| WHAT YOU WILL DO |
Gather each line of the records where "restart" appears.

------------------------

PR #20, opened 2021-04-13
Add command $ trento agent run-once <YAML FILE>

aleksei-burlakov:
It works, but it should be redone I guess. I doesn't print pretty
and it exports private fields to outside, that should not be done I
guess.

### DIFF
--- a/agent/checker.go
+++ b/agent/checker.go
@@ -2,7 +2,9 @@ package agent
 
 import (
 	"fmt"
+	"io"
 	"io/ioutil"
+	"strconv"
 
 	"github.com/aquasecurity/bench-common/check"
 	"github.com/pkg/errors"
@@ -33,6 +35,14 @@ func NewChecker(definitionsPath string) (Checker, error) {
 
 type CheckResult struct {
 	controls *check.Controls
+}
+
+func (cr *CheckResult) PrettyPrint(sw io.StringWriter) {
+	sw.WriteString("== Summary ==\n")
+	sw.WriteString(strconv.Itoa(cr.controls.Summary.Pass) + " checks PASS\n")
+	sw.WriteString(strconv.Itoa(cr.controls.Summary.Fail) + " checks FAIL\n")
+	sw.WriteString(strconv.Itoa(cr.controls.Summary.Warn) + " checks WARN\n")
+	sw.WriteString(strconv.Itoa(cr.controls.Summary.Info) + " checks INFO\n")
 }
 
 func (r CheckResult) Summary() check.Summary {
--- a/cmd/agent/agent.go
+++ b/cmd/agent/agent.go
@@ -24,6 +24,13 @@ func NewAgentCmd() *cobra.Command {
 		Short: "Command tree related to the agent component",
 	}
 
+	runOnceCmd := &cobra.Command{
+		Use:   "run-once",
+		Short: "run-once",
+		Run:   runOnce,
+		Args:  startArgsValidator,
+	}
+
 	startCmd := &cobra.Command{
 		Use:   "start path/to/definitions.yaml",
 		Short: "Start the agent",
@@ -37,7 +44,25 @@ func NewAgentCmd() *cobra.Command {
 
 	agentCmd.AddCommand(startCmd)
 
+	agentCmd.AddCommand(runOnceCmd)
+
 	return agentCmd
+}
+
+func runOnce(cmd *cobra.Command, args []string) {
+	var err error
+
+	checker, err := agent.NewChecker(args[0])
+	if err != nil {
+		log.Fatal("Failed to create a Checker instance: ", err)
+	}
+
+	res, err := checker()
+	if err != nil {
+		log.Fatal("Failed to do checks: ", err)
+	}
+
+	res.PrettyPrint(os.Stdout)
 }
 
 func start(cmd *cobra.Command, args []string) {


aleksei-burlakov:
@dirkmueller , @arbulu89 could you please have a look?

agent/agent.go
```diff
@@ -32,6 +32,8 @@ type Config struct {
 	TTL             time.Duration
 }
 
+func (a *Agent) DoCheck() (CheckResult, error) { return a.check() }
```
stefanotorresi, line 35: Hmm, I don't quite like this to be honest, it feels like some avoidable repetition.

It would make sense if we offloaded more work to this function by completely encapsulating the `Checker` here, which means we don't want to leak its internal details like the `CheckResult` struct; so we could then probably rename this method to `RunChecks`, and put the output logic invocation here, maybe by passing a `Writer` interface so that we're not hard coding side effects on the stdout.

Either this, or just make `check` public and call it from the command handler as it is now. ;)

In general, if you have a `SomeVerb` method, I find having another `DoSomeVerb` method somewhere else to be a little of an anti-pattern. You are either doing that thing, or doing something else! ;)

stefanotorresi (changes requested):
Hey Aleksei, this looks good!

I have a remark about the additional method on the `Agent` struct.

Plus we certainly need the pretty-printing added here.

cmd/agent/agent.go
```diff
@@ -37,9 +44,36 @@ func NewAgentCmd() *cobra.Command {
...
+
+	cfg.DefinitionsPath = args[0]
+	cfg.ServiceName = serviceName
+	cfg.WebPort = port
+	cfg.TTL = TTL
+
+	a, err := agent.NewWithConfig(cfg)
+	if err != nil {
+		log.Fatal("Failed to create the agent: ", err)
+	}
```
dirkmueller, line 68: this appears to be a 1:1 copy of the same section in func start. not trying to be a pain in the ass, but is there a reason why you didn't split it in a small private function that does that and returns the cfg to call in both places?

stefanotorresi: good point! Also, we don't need any of
```golang
cfg.ServiceName = serviceName
cfg.WebPort = port
cfg.TTL = TTL
```

In the `run-once` command.

stefanotorresi: Now that I think about it, we don't actually need an `Agent` instance at all for this command, you just need to instantiate the `Checker`, and run it by invoking it (the checker itself is just a function).

So the command handler could be something as simple as:
```golang
checker, err := NewChecker(args[0])
// err handling
res, err := checker()
// err handling
res.PrettyPrint(os.Stdout) // or something like that
```

With this approach, my comment above about `agent.DoChecks` would not apply anymore.

dirkmueller: well, that opens the larger question on why we tag this onto the "agent" subcommand, it really is just a separate "let me debug this quickly" command. Eventually however we need to figure out how to do priv separation between checker and agent.

stefanotorresi: Good point. For the time being, I would just put all the commands related to local execution on a target node to the `agent` group. As more sub-commands will spawn, we'll get a better idea on how to adjust that.

agent/agent.go
aleksei-burlakov: Fixed. I have moved the call inside the agent/agent/go, there is no more need to export the method.

cmd/agent/agent.go
aleksei-burlakov: I have removed the 3 commands 

```
cfg.ServiceName = serviceName
cfg.WebPort = port
cfg.TTL = TTL
```
And now it's only 3 command + error checks. I don't thinks it's worthy now to put them in a separate function, it would only unnecessary encomplicate it now.

aleksei-burlakov: > Now that I think about it, we don't actually need an `Agent` instance at all for this command, we just need to instantiate the `Checker`, and run it by invoking it (the checker itself is just a function).
> 
> So the command handler could be something as simple as:
> 
> ```go
> checker, err := NewChecker(args[0])
> // err handling
> res, err := checker()
> // err handling
> res.PrettyPrint(os.Stdout) // or something like that
> ```
> 
> With this approach, my comment above about `agent.DoChecks` would not apply anymore.

And I have moved the DoCheck call inside the agent/agent.go. But there a problem arose, I don't no how to cope with it in go. It's an unused parameter. I did it in the python style

`_, err := agent.NewWithConfig(cfg)`

with the underdash, but it seems to fail in golang.

agent/agent.go
```diff
@@ -53,6 +53,12 @@ func NewWithConfig(cfg Config) (*Agent, error) {
 		return nil, errors.Wrap(err, "could not create a Checker instance")
 	}
 
+	res, err := checker()
+	if err != nil {
+		log.Fatal("Failed to do checks: ", err)
+	}
+	res.PrettyPrint(os.Stdout)
+
```
stefanotorresi, line 61: Hmm, I think this block is misplaced. We should not execute the checker when we instantiate a new Agent! What I suggested earlier is to put this in the `runOnce` command handler, copying the `Checker` instantiation from here.

cmd/agent/agent.go
```diff
@@ -37,9 +44,27 @@ func NewAgentCmd() *cobra.Command {
...
+	if err != nil {
+		log.Fatal("Failed to create the agent configuration: ", err)
+	}
+
+	cfg.DefinitionsPath = args[0]
+
+	_, err := agent.NewWithConfig(cfg)
+	if err != nil {
+		log.Fatal("Failed to create the agent: ", err)
+	}
```
stefanotorresi, line 65: Once you address my previous comment, all of these lines will no longer be needed: we don't need to create an Agent instance, we need to create a Checker one.

agent/checker.go
```diff
@@ -35,6 +37,14 @@ type CheckResult struct {
 	controls *check.Controls
 }
 
+func (cr *CheckResult) PrettyPrint(f *os.File) {
```
stefanotorresi, line 40: Consider using a `StringWriter` interface instead of `*os.File` as a type here. In general, interfaces rather than concrete implementations make the code more pluggable and easier to test.

stefanotorresi (changes requested):
nearly there!

stefanotorresi (approved):
Perfect work, Aleksei! It only miss a little test, but since there are no examples of how to test a command handler in the project yet, feel free to skip it for now.

dirkmueller (approved):

dirkmueller:
I'm okay without unittests for this functionality (it wasn't a story, only a task, so not demanded by Product Owner)

PR #21, opened 2021-04-13
add Consul mocks via mockery and reinstate the Environments page smoke test

stefanotorresi:
This was originally part of #11.
The `make generate` task effectively requires an external dependency, `mockery`, which can be grabbed via `go install github.com/vektra/mockery/v2@latest`. This is required to keep the mocks in sync with the interfaces they target.

The introduction of such a dependency might constitute a case for starting to think about providing a Dockerfile, to perform development and build task without having to install packages on a development box.


dirkmueller:
can you just update the README.md with the `go get github.com/vektra/mockery/v2` cmd and/or the Makefile check for it?

stefanotorresi:
> can you just update the README.md with the `go get github.com/vektra/mockery/v2` cmd and/or the Makefile check for it?

done!

dirkmueller (approved):
thanks!

PR #22, opened 2021-04-14
This is the first runtime check for corosync parameters

aleksei-burlakov:


examples/azure-rules.yaml
```diff
@@ -17,6 +17,15 @@ groups:
...
           Adjust the corosync tokem timeout as recommended on the Azure best practices. https://docs.microsoft.com/en-us/azure/virtual-machines/workloads/sap/high-availability-guide-suse-pacemaker 
         scored: true
+      - id: 1.1.1.runtime
+        description: "Corosync Token is set to 30000, check it runtime"
+        audit: 'corosync-cmapctl | grep "runtime.config.totem.token (u32) = " | sed "s/^.*= //"'
+        tests:
+          test_items:
+            - flag: 30000
+        remediation: |
+          Adjust the corosync tokem timeout as recommended on the Azure best practices. https://docs.microsoft.com/en-us/azure/virtual-machines/workloads/sap/high-availability-guide-suse-pacemaker
```
dirkmueller, line 27: maybe add also "restart.."? are we executing this test only if the on-disk comparison has succeeded (passed)?

dirkmueller (approved):

dirkmueller:
not worth waiting for a fix. lets merge it.

examples/azure-rules.yaml
aleksei-burlakov: Sry, do you mean to restart the corosync service?

PR #519, opened 2021-11-30
Improve changes file generation

arbulu89:
Update the CI to achieve the next:
- Set the `changes` file format in the same format that `osc vc` creates. It is a small change, this highlights the date in green in obs: https://build.opensuse.org/package/view_file/devel:sap:trento/trento/trento.changes?expand=1
- Update the CI to only update the changes file in case of release. By now, we won't update it in the case of rolling as this requires much more work (we don't create the rolling tag in the same way than the stables one, and we would need some kind of additional logic to convert it to changes file mode)

**PD**: In order to start using the `changes` file correctly, I have updated the current changes file manually to have all of entries of all tags. This is the result: https://build.opensuse.org/package/view_file/devel:sap:trento/trento/trento.changes?expand=1
From now on, the release notes will be added on top of this content

### DIFF
--- a/.github/workflows/ci-cd.yaml
+++ b/.github/workflows/ci-cd.yaml
@@ -358,7 +358,12 @@ jobs:
         mkdir -p $HOME/.config/osc
         cp /root/.config/osc/oscrc $HOME/.config/osc
     - name: Prepare trento.changes file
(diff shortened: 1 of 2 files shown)


rtorrero (approved):
LGTM, thanks a lot for this @arbulu89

------------------------

| TASK SOLUTION |
dirkmueller, line 27: maybe add also "restart.."? are we executing this test only if the on-disk comparison has succeeded (passed)?
aleksei-burlakov: Sry, do you mean to restart the corosync service?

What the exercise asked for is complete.